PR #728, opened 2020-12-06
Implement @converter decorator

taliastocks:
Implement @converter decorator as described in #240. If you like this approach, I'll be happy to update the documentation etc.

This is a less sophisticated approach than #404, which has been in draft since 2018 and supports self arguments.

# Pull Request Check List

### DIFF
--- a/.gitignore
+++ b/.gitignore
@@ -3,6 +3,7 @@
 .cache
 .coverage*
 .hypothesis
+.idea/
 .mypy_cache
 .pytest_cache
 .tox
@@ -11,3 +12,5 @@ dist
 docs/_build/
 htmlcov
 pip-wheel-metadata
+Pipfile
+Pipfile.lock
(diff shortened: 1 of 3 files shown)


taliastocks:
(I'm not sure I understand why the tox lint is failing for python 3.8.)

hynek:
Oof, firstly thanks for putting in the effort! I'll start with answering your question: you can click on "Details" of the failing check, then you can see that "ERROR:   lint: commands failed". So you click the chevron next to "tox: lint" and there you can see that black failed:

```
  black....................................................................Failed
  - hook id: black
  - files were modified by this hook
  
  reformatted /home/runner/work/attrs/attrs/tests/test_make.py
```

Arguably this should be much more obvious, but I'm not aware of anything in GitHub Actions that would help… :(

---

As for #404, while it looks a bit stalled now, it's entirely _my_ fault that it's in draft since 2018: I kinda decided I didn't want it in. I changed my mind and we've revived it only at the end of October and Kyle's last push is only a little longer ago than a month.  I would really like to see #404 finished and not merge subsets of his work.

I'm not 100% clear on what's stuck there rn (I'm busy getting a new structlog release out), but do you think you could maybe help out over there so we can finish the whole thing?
---
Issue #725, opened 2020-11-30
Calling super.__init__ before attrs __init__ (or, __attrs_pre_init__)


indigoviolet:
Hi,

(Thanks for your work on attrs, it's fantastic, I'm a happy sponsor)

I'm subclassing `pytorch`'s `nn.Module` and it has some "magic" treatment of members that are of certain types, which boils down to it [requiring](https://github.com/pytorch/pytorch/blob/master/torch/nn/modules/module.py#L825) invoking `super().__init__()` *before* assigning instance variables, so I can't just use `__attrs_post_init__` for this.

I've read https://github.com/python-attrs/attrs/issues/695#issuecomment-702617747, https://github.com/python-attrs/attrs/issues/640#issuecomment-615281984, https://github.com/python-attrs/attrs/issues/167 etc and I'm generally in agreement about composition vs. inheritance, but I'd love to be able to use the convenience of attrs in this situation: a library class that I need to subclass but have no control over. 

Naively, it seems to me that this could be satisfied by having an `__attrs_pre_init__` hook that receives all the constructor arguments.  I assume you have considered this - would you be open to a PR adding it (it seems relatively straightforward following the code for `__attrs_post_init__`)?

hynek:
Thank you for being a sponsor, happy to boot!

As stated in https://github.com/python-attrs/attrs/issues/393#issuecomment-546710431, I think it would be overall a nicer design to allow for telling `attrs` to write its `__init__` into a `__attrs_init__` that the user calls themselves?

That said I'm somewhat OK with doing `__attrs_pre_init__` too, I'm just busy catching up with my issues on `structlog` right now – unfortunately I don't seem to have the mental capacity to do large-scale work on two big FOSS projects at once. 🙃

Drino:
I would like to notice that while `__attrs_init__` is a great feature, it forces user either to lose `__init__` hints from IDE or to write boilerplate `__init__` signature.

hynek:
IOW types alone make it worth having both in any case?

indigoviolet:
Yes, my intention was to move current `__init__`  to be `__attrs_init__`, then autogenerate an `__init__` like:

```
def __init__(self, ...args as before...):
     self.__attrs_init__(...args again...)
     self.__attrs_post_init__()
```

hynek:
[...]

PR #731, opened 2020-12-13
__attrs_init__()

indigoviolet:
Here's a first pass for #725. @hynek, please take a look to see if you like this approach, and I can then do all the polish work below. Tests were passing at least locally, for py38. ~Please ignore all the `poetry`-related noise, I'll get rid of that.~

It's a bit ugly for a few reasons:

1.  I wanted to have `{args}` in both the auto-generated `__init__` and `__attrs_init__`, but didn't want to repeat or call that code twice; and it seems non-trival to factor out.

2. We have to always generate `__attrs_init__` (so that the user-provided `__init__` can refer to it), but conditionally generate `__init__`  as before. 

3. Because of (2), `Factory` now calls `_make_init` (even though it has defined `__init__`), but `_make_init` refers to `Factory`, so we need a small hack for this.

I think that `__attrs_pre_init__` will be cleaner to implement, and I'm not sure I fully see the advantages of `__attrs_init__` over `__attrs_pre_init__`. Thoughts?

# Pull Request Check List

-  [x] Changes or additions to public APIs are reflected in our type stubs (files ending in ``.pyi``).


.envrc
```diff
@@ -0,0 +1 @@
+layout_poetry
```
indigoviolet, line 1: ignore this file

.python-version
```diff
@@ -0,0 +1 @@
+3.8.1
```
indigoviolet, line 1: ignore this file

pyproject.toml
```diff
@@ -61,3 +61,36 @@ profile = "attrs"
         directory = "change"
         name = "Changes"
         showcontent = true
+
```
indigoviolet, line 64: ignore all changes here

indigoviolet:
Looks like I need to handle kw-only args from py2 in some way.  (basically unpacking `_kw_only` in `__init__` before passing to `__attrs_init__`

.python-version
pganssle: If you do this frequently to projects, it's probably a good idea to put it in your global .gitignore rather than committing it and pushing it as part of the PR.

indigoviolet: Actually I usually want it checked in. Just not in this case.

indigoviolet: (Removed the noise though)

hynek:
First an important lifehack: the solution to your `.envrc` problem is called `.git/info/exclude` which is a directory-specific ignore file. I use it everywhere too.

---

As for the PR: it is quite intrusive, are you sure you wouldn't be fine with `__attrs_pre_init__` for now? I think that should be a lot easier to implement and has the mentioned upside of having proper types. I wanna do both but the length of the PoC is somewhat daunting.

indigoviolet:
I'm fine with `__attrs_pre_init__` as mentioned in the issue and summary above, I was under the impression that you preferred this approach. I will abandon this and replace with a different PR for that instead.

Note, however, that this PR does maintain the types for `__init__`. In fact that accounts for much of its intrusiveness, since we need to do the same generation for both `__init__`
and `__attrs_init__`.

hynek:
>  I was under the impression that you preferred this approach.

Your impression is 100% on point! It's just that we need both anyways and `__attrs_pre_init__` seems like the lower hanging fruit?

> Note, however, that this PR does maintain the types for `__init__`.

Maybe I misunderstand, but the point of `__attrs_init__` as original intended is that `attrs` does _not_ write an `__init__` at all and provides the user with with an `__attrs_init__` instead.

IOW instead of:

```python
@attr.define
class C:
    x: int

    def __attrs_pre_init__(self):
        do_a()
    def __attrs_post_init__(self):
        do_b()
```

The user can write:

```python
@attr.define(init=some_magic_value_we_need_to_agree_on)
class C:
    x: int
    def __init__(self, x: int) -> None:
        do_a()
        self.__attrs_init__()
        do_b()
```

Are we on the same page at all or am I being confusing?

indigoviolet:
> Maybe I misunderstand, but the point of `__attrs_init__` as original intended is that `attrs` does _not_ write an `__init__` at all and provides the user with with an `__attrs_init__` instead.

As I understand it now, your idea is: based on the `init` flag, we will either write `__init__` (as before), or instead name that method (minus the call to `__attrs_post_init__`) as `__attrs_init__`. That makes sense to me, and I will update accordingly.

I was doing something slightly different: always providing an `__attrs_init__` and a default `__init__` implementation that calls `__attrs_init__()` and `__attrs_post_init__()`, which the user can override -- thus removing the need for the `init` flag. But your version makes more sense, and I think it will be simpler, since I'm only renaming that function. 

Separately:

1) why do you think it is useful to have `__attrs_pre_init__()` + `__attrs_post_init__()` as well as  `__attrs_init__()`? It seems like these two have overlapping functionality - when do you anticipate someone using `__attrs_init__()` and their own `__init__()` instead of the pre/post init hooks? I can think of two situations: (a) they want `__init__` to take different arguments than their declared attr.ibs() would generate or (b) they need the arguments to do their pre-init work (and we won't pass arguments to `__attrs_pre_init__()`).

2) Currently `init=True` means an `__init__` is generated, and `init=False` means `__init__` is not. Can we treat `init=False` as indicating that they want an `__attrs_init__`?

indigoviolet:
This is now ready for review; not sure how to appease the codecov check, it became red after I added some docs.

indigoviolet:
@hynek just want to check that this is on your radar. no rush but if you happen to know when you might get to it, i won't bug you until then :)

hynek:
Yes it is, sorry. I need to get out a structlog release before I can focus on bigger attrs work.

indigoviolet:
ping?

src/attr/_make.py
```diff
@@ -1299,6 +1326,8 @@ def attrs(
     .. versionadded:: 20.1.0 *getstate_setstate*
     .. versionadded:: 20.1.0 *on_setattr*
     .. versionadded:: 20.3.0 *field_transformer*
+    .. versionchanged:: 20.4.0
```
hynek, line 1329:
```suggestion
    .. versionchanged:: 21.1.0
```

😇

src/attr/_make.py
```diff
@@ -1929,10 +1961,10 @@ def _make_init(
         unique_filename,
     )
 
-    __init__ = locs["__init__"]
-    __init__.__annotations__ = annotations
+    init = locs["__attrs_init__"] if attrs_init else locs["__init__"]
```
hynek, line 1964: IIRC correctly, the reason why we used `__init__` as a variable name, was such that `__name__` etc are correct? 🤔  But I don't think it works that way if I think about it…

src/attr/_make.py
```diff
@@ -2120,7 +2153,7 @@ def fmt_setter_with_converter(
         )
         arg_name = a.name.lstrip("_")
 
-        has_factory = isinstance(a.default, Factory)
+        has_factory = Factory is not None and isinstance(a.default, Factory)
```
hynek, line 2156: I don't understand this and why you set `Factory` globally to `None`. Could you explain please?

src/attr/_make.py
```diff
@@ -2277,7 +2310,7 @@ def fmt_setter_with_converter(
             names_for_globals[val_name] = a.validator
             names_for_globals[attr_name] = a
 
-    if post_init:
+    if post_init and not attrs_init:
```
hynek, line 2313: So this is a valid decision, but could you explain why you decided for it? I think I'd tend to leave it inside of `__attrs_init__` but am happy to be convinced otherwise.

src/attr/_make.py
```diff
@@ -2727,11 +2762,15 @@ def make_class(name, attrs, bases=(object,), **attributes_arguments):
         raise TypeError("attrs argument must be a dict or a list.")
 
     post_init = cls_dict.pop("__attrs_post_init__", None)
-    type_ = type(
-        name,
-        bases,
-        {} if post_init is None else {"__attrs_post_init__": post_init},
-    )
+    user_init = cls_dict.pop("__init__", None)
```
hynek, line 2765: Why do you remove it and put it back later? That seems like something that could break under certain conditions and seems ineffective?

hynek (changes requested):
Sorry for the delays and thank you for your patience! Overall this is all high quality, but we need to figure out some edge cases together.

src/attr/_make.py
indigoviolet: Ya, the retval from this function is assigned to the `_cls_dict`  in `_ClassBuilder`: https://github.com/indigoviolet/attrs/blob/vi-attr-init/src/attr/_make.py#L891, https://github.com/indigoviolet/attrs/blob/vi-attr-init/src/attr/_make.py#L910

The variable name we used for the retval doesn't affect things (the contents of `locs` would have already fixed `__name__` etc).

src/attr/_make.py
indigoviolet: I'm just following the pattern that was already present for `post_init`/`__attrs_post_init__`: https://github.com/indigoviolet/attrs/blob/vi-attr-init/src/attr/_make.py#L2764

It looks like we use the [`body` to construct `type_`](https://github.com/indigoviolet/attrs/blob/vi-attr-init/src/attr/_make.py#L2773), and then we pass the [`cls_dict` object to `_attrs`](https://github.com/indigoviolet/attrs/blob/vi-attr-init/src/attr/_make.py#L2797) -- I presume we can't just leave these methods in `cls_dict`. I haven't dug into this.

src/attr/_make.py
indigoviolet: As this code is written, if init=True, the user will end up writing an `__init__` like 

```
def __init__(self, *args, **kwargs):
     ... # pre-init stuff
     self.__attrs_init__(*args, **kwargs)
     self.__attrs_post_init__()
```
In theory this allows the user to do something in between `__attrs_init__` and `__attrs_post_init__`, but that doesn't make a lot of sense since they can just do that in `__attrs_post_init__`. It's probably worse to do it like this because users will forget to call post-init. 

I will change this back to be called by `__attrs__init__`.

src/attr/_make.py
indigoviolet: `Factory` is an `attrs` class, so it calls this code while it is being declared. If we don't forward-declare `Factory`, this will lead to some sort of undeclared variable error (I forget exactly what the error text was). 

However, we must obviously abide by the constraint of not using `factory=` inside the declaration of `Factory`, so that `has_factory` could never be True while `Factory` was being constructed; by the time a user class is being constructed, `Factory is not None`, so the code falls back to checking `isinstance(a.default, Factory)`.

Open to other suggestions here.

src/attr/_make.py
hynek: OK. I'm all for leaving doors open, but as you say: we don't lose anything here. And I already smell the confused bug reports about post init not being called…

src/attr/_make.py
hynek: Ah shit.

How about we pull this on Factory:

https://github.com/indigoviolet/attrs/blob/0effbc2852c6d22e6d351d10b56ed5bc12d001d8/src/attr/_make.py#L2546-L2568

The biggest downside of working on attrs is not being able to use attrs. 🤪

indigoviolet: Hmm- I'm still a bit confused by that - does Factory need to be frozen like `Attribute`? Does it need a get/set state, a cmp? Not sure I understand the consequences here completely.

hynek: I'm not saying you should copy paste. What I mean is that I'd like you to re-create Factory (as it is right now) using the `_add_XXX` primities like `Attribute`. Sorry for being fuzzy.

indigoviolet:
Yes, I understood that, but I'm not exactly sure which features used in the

> [Assignment]
Your answer should consist of copies of the lines above that include the string "misunderstand".

> [Task result]
Maybe I misunderstand, but the point of `__attrs_init__` as original intended is that `attrs` does _not_ write an `__init__` at all and provides the user with with an `__attrs_init__` instead.
> Maybe I misunderstand, but the point of `__attrs_init__` as original intended is that `attrs` does _not_ write an `__init__` at all and provides the user with with an `__attrs_init__` instead.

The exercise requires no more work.